[TASK PROMPT] Look through the lines below and extract each one that contains "come".

[Stored items]
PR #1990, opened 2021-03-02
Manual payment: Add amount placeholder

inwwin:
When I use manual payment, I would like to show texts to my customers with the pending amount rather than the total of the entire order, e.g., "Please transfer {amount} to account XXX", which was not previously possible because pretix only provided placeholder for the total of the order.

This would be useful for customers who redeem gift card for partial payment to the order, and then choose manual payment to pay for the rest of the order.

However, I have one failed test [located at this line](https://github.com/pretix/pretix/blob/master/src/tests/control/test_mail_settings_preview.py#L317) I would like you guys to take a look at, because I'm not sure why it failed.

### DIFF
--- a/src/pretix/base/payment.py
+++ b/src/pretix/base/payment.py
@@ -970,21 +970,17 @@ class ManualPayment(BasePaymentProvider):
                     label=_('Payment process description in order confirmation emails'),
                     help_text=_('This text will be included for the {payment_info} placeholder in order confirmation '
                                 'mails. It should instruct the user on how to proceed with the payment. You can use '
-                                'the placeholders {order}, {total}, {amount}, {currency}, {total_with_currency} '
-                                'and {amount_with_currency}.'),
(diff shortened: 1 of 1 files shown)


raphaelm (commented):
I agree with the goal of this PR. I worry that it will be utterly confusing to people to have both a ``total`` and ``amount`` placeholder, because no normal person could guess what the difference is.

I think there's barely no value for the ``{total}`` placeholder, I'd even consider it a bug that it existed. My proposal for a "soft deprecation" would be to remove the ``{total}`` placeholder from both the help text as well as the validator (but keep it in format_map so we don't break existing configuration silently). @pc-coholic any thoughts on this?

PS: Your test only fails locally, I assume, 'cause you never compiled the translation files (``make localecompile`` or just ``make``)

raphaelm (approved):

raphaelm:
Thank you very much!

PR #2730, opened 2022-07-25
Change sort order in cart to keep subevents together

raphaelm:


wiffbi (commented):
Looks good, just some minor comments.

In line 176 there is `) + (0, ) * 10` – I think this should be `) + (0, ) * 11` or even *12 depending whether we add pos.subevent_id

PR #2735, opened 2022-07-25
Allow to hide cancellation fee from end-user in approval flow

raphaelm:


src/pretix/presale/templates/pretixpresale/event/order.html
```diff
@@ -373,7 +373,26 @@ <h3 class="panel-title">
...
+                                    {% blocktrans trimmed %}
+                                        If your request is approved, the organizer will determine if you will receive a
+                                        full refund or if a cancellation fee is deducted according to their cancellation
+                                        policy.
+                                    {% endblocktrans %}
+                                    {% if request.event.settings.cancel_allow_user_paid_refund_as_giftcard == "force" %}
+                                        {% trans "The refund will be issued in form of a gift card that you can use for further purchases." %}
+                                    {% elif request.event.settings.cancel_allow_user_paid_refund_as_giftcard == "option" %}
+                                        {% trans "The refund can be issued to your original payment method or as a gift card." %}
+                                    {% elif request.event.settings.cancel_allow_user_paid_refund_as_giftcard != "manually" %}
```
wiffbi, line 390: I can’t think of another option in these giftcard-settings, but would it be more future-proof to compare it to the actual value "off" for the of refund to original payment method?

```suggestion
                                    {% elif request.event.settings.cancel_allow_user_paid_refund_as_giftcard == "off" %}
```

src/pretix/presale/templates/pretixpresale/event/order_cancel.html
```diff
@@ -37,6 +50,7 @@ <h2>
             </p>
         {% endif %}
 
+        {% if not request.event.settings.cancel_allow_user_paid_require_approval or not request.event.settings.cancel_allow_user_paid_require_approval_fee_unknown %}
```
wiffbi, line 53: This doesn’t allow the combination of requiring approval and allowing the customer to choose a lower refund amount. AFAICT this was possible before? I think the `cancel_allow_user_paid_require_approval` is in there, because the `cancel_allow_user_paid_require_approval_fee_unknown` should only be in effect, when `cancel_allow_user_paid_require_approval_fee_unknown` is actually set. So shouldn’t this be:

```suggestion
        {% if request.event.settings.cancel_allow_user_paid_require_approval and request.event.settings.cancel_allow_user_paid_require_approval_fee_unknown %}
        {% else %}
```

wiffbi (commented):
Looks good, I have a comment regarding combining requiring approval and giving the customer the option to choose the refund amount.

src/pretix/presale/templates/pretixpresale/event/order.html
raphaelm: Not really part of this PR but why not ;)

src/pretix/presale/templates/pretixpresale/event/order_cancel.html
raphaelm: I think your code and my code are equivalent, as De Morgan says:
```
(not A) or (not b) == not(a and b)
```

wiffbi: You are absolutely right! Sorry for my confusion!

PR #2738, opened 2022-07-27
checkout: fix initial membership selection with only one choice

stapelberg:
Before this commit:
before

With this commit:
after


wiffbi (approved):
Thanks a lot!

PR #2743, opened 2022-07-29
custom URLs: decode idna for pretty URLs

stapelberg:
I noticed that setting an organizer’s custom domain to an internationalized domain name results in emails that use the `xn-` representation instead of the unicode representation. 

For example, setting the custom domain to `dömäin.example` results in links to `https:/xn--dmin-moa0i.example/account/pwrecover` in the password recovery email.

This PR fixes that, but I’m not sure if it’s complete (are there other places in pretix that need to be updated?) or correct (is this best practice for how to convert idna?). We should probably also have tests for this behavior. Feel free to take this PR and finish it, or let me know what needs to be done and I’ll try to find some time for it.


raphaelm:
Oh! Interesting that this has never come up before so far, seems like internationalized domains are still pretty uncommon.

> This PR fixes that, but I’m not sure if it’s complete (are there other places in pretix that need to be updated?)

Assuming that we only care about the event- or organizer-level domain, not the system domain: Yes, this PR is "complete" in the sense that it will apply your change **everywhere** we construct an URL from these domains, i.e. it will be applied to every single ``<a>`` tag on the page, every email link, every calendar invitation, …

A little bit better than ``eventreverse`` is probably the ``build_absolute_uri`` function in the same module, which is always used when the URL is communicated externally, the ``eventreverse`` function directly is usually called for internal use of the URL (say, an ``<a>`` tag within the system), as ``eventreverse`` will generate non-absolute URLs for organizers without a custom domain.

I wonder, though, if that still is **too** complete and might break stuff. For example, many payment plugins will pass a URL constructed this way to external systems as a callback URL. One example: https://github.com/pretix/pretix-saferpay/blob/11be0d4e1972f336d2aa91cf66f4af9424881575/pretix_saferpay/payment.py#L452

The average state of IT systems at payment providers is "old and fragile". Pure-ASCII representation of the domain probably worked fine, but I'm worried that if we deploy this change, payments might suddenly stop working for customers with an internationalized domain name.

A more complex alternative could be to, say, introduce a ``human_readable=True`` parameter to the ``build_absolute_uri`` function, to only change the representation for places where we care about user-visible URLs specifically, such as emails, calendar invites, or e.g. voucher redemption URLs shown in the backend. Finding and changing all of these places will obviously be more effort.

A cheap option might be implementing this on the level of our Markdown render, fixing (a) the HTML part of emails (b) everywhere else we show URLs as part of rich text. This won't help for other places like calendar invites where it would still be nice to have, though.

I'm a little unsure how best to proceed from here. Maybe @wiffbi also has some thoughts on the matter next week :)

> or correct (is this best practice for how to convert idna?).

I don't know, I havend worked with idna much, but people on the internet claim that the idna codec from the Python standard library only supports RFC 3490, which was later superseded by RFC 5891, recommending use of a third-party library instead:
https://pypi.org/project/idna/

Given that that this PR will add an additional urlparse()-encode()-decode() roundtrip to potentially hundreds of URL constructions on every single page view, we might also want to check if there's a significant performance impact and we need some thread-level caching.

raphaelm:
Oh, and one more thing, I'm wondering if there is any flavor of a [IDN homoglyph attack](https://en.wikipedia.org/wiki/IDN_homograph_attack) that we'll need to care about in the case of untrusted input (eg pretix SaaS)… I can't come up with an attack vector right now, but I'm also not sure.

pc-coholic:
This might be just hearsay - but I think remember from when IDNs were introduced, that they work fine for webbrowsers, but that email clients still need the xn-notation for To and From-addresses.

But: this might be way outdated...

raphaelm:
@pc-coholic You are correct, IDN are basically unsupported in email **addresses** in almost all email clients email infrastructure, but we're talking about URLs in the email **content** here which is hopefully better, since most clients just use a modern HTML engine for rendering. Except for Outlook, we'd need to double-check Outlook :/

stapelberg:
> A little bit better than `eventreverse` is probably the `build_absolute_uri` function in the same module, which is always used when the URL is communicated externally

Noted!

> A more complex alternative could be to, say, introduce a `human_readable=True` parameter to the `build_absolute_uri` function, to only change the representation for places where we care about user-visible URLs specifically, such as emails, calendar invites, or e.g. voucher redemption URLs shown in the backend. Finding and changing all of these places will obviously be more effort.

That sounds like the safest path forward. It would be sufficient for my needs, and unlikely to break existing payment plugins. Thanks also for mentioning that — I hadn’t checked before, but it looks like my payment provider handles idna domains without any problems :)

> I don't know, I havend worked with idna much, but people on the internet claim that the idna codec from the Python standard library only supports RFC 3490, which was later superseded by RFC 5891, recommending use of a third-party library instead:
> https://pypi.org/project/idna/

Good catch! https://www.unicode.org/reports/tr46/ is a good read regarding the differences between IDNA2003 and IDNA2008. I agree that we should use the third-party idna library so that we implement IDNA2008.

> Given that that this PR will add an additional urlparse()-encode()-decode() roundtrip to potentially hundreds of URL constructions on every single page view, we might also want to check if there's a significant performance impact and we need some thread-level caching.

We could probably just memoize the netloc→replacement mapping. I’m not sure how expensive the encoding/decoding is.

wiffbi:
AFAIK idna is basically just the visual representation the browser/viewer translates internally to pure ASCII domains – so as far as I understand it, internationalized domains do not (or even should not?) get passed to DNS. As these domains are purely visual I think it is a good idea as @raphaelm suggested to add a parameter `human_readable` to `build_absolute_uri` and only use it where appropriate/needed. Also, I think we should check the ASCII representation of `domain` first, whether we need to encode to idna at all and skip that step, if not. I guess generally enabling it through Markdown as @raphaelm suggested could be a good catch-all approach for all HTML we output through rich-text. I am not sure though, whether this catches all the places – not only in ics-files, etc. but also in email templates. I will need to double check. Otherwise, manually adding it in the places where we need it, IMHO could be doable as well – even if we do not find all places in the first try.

[ANSWER SPACE]
Oh! Interesting that this has never come up before so far, seems like internationalized domains are still pretty uncommon.
Oh, and one more thing, I'm wondering if there is any flavor of a [IDN homoglyph attack](https://en.wikipedia.org/wiki/IDN_homograph_attack) that we'll need to care about in the case of untrusted input (eg pretix SaaS)… I can't come up with an attack vector right now, but I'm also not sure.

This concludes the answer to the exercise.